[Haskell-cafe] Haskell not ready for Foo [was: Re: Hypothetical Haskell job in New York]

John A. De Goes john at n-brain.net
Sat Jan 10 11:38:17 EST 2009


On Jan 9, 2009, at 9:01 AM, Creighton Hogg wrote:
> 2009/1/9 John A. De Goes <john at n-brain.net>:
>>
>> If you're looking for a project to take on, I would suggest  
>> starting with
>> the following:
>>
>> A high-level, type-safe AMQP client written in 100% Haskell, which  
>> provides
>> a clean way of handling hundreds of unique message types.
>>
>> Then it would be possible to hook it up to any AMQP broker (most  
>> likely
>> RabbitMQ). There are logical steps beyond the above (an embedded  
>> Haskell
>> broker), but the above project is far from trivial.
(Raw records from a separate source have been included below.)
PR #1940, opened 2026-09-01
Saving projects is 2.2x faster

MrNeRF:
Saving a 1.4GB project took 8.1 seconds. It now takes 3.7.

The save pipeline was reading and checksum-verifying the entire file three separate times, and flushing it to disk twice. Now it verifies the source while copying it, runs one full checksum validation of the staged file before the atomic rename (in parallel across blocks), and syncs once.

No safety was removed: the file is still fully checksum-verified and durably flushed before it replaces the old one, and a failed validation still aborts the save. The written payload is byte-identical to before. The full save path also now has permanent timing logs, so future regressions are visible instead of a black box.

Verified: 3 timed runs each way, saved file reopens with all 4M splats, format and project test suites pass.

And the main
>> undertaking, I think, consists not in coding to the spec (for which  
>> there is
>> some help; a JSON representation of the AMQP specification can be  
>> processed
>> and used to emit language-specific code), but in finding a design  
>> that works
>> well in Haskell.
> <snip & reorder>
> I apologize, but my question was geared more towards understanding
> what high-level OTP-like libraries Haskell is lacking, not full blown
> applications that haven't been written in Haskell.  It sounded like
> you had some specific insight into this.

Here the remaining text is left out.